1. Clean up, wikify and check what I've written.
2. Finish the bits of that proof that I haven't written yet (in particular the calculation of the quadratic subfield of the cyclotomic field via gauss sums, or whatever method).
3. Add explanation of how to get the "supplementary theorems" in the same spirit as the proof I have partially written.
4. Last but CERTAINLY NOT LEAST, write up a proof that doesn't use all that algebraic number theory!!! i.e. one that is accessible -- yes such proofs do exist!

Dmharvey Talk 03:10, 6 November 2005 (UTC)

Two elementary proofs you might like are Hammick 2001: http://www3.telus.net/ldh/math/qrl.html and Zolotarev 1872: http://planetmath.org/encyclopedia/ZolotarevsLemma.html

[edit] eisenstein's proof

I've added half of eisenstein's proof.
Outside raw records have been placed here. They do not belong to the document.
PR #18001, opened 2021-01-19
[actions] download_dsyms - add auth `Connect for Api Token` automate

tastafur:
### Checklist

### Motivation and Context
As of February 27, the Two Factor will be imposed, so my continuous integration pipeline will stop working. So that it doesn't stop working I have changed the authentication to use this app_store_connect_api_key and I have verified that DownloadDsymsAction only uses the login authentication type, so I have added the other authentication type, the authentication by apiToken

### Description
If the APP_STORE_CONNECT_API_KEY or params key comes in the context lane, I use the authentication by api token instead of using the login

### Testing Steps
use the action app_store_connect_api_key in front of download_dsyms
`app_store_connect_api_key
 download_dsyms
`

### DIFF
--- a/fastlane/lib/fastlane/actions/download_dsyms.rb
+++ b/fastlane/lib/fastlane/actions/download_dsyms.rb
@@ -14,9 +14,14 @@ module Fastlane
 
         # Team selection passed though FASTLANE_ITC_TEAM_ID and FASTLANE_ITC_TEAM_NAME environment variables
         # Prompts select team if multiple teams and none specified
-        UI.message("Login to App Store Connect (#{params[:username]})")
-        Spaceship::ConnectAPI.login(params[:username], use_portal: false, use_tunes: true)
-        UI.message("Login successful")
+        if (token = api_token(params))
+          UI.message("Using App Store Connect API token...")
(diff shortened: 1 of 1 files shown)


tastafur:
@googlebot I signed it!

tastafur:
Hello @joshdholtz @ainame, Would the PULL REQUEST be fine? I see that several tests are failing and from what I have seen in the code I think it should not fail, could you take a look at the pull request? Thanks @joshdholtz and @ainame

joshdholtz:
@tastafur I appreciate the time spent on this PR but this isn't going to work yet sadly 😔 The App Store Connect API does not have an endpoint available to download dSYMs with the API Token yet. I'm hoping it comes out sooner rather than later. I know this is going to be rough for everyone until that endpoint is available but its out of our control right now 💔 

Thanks again for the time spent on this!

tastafur:
@joshdholtz will not know other methods to download the dSYM files in a continuous integration system that is not to use login, because as of February 27, if you do not have to use FASTLANE_SESSION?

joshdholtz:
@tastafur Correct. FASTLANE_SESSION will be to be used ☹️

The other half ("eisenstein's lemma") still needs to be written.

• Yes Oleg, I know you think section stubs are ugly, but I'm tired now, and I promise I will make the stub notice disappear in the next few days :-)

done now Dmharvey 11:56, 14 April 2006 (UTC)

• I read about this proof at http://math.nmsu.edu/~history/eisenstein/eisenstein.html, but it would be nice to have a primary reference for it.
• I don't know whether "Eisenstein's lemma" is a nonstandard name for this result, perhaps coined in the above-mentioned article, or whether it is is standard.

Dmharvey 02:42, 14 April 2006 (UTC)

I think Eisenstein's proof is

Geometrischer Beweis des Fundamentaltheorems für die quadratischen Reste, J. Reine Angew. Math. 28 (1844), 246-248; Math. Werke I, 164-166

but I haven't checked. The textbook proof is a slight variation of E's original.

LDH 01:48, 22 April 2007 (UTC)